◆ Task to carry out ◆
Which lines of the data contain the string "nshells"? Copy every one.
*** Opening of Data provided ***
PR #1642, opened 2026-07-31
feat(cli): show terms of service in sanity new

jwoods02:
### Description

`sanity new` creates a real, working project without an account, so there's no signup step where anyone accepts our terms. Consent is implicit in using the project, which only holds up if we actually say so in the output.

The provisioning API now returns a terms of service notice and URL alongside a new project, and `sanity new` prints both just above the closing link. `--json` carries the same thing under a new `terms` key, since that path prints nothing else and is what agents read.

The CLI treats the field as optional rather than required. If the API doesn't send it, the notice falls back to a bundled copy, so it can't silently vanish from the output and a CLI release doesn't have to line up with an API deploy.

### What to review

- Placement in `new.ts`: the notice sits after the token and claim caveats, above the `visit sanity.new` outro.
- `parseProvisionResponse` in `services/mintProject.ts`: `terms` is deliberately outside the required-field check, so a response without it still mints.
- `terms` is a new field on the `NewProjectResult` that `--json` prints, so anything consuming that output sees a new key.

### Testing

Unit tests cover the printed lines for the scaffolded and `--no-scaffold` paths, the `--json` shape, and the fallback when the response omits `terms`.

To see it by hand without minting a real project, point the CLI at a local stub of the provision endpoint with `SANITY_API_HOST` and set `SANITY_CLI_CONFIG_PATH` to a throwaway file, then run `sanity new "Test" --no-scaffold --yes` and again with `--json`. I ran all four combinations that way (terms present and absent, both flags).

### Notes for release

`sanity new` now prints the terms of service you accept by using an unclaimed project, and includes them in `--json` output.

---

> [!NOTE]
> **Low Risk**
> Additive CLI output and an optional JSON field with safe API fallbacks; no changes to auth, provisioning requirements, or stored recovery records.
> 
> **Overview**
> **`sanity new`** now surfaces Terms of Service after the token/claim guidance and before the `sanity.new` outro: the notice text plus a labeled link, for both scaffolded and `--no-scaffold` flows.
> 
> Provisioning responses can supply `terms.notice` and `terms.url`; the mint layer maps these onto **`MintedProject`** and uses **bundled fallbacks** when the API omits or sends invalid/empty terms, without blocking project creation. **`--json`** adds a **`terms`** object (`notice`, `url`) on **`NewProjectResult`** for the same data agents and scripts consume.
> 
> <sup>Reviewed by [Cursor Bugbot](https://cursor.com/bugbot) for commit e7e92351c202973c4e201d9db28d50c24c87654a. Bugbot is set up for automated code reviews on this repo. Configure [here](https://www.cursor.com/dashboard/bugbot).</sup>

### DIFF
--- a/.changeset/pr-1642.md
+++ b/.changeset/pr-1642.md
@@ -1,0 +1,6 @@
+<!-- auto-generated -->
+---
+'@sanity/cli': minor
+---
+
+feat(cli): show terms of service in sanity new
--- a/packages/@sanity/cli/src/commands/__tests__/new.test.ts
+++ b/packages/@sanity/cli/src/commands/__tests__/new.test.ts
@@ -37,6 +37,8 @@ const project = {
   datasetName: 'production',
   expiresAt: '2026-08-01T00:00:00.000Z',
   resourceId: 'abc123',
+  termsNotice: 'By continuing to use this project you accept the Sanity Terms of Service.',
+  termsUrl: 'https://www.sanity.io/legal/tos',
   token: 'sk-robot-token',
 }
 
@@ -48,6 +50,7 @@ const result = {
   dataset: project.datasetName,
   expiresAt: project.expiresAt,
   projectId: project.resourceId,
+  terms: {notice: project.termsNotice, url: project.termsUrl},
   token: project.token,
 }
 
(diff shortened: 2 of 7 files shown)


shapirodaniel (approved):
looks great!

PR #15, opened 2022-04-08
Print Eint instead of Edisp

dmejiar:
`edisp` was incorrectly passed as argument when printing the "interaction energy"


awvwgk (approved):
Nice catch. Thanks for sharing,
*** Close of Data provided ***
*** Opening of Data provided ***
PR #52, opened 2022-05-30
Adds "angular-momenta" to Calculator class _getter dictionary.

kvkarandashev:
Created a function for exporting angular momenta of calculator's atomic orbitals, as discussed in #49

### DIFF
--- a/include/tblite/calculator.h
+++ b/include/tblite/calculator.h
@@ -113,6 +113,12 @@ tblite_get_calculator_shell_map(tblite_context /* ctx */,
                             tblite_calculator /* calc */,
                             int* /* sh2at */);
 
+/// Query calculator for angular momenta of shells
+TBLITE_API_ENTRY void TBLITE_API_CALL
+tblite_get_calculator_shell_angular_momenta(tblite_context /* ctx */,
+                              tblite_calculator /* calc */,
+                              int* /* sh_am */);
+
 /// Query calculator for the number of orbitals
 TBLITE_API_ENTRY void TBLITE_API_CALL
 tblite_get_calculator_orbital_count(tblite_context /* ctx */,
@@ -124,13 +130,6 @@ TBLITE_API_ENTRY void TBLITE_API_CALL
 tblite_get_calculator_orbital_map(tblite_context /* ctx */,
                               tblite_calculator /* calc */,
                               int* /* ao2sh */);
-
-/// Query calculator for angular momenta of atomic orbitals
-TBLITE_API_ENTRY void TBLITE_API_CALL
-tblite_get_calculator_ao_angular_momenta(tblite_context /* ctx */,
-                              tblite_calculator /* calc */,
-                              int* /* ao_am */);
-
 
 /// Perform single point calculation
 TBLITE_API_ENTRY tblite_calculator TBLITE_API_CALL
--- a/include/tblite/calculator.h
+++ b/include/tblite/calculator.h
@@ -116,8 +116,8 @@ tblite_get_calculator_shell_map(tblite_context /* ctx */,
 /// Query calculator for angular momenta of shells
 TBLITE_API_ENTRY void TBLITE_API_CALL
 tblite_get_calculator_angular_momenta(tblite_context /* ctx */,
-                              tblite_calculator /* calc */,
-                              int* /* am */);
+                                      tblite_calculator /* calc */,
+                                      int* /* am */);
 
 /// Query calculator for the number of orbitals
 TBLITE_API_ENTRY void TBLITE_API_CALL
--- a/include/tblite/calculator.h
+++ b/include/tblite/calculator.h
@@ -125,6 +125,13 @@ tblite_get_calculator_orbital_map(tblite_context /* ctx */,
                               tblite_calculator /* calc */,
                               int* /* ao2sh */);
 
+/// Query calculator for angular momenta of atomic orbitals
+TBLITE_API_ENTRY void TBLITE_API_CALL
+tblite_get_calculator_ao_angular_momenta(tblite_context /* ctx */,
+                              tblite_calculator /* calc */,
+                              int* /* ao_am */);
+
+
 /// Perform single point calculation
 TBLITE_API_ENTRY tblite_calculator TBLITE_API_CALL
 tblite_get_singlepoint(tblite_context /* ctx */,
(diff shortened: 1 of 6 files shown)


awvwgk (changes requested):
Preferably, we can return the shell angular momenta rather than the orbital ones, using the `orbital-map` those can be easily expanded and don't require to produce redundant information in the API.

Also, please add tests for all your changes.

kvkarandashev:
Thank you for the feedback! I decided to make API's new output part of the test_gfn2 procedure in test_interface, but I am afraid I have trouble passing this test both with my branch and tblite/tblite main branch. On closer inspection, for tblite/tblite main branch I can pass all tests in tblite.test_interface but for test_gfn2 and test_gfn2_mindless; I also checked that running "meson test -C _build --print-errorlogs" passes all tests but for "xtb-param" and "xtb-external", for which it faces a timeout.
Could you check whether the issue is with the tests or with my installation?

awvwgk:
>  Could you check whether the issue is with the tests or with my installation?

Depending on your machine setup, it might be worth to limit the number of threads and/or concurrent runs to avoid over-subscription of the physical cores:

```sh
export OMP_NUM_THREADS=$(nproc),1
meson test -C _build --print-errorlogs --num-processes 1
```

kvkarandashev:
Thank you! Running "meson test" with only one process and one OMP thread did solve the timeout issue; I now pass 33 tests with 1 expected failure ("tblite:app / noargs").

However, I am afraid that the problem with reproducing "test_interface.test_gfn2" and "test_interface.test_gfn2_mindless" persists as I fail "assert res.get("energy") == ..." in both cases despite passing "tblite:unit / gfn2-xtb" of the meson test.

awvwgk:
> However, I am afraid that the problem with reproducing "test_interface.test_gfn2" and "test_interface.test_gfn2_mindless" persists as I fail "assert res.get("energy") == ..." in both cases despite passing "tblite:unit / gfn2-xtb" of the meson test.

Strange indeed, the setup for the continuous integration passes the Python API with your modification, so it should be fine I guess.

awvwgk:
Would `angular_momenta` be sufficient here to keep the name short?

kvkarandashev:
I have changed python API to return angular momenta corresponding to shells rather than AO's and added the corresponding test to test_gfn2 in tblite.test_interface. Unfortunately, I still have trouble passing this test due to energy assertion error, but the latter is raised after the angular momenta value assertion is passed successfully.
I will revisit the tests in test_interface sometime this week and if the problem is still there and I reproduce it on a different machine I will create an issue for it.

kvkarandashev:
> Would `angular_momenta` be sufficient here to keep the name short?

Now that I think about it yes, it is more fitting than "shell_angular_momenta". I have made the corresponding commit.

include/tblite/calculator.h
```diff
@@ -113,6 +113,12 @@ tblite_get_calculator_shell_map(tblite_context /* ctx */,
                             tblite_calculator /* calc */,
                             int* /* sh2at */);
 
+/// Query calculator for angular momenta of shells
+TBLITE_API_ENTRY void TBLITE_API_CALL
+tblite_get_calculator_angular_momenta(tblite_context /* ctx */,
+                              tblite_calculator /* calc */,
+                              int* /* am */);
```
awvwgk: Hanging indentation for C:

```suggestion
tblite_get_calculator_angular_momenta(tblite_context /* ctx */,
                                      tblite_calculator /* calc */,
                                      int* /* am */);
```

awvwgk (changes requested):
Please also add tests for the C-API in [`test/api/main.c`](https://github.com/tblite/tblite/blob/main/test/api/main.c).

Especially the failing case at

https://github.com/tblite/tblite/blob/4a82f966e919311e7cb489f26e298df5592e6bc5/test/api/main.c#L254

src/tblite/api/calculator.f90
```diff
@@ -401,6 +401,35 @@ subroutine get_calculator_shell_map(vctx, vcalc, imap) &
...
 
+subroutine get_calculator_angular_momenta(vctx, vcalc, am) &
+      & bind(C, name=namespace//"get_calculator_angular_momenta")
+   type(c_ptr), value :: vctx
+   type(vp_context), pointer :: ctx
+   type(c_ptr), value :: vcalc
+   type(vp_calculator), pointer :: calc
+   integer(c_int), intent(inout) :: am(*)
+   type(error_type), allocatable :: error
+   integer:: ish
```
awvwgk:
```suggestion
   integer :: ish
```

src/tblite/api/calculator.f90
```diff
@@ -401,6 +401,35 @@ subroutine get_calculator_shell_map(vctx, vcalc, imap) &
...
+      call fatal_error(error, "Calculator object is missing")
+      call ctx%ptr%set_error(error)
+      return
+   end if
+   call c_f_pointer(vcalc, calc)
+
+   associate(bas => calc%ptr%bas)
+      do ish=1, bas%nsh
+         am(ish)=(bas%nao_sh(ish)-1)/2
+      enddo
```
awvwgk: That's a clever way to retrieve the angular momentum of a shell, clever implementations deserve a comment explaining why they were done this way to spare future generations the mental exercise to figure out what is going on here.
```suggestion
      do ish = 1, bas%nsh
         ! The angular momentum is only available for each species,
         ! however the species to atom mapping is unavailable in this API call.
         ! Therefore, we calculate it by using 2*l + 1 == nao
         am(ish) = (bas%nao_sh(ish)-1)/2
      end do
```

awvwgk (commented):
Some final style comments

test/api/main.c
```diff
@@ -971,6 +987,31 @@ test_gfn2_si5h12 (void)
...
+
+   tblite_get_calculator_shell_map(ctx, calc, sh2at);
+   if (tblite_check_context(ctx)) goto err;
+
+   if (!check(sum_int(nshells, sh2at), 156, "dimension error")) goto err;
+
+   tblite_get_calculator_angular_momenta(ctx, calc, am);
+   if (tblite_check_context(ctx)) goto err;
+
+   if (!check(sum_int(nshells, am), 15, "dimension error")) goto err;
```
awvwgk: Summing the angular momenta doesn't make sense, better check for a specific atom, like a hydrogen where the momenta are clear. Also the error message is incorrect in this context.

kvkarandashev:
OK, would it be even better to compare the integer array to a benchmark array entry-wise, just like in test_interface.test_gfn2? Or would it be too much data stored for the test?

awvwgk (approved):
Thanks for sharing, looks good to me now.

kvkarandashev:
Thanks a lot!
*** Close of Data provided ***
*** Opening of Data provided ***
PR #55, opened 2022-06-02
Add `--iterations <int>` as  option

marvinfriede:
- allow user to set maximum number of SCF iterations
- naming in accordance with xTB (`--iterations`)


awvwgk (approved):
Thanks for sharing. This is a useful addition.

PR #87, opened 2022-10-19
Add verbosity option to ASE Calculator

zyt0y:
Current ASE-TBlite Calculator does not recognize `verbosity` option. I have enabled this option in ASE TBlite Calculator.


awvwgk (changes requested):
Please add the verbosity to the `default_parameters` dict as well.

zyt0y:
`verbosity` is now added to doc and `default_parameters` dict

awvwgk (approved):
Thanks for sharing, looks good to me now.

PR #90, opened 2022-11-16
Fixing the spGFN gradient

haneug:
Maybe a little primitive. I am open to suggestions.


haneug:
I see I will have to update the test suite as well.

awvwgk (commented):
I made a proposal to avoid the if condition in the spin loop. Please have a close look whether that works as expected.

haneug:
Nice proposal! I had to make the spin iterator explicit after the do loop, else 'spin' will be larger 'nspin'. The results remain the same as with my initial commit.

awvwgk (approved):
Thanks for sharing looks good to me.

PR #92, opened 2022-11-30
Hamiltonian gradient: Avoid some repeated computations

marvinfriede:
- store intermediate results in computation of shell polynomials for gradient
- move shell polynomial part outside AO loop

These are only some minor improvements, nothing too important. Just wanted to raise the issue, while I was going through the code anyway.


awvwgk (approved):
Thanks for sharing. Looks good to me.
*** Close of Data provided ***
◆ Exercise output ◆
+   if (!check(sum_int(nshells, sh2at), 156, "dimension error")) goto err;
+   if (!check(sum_int(nshells, am), 15, "dimension error")) goto err;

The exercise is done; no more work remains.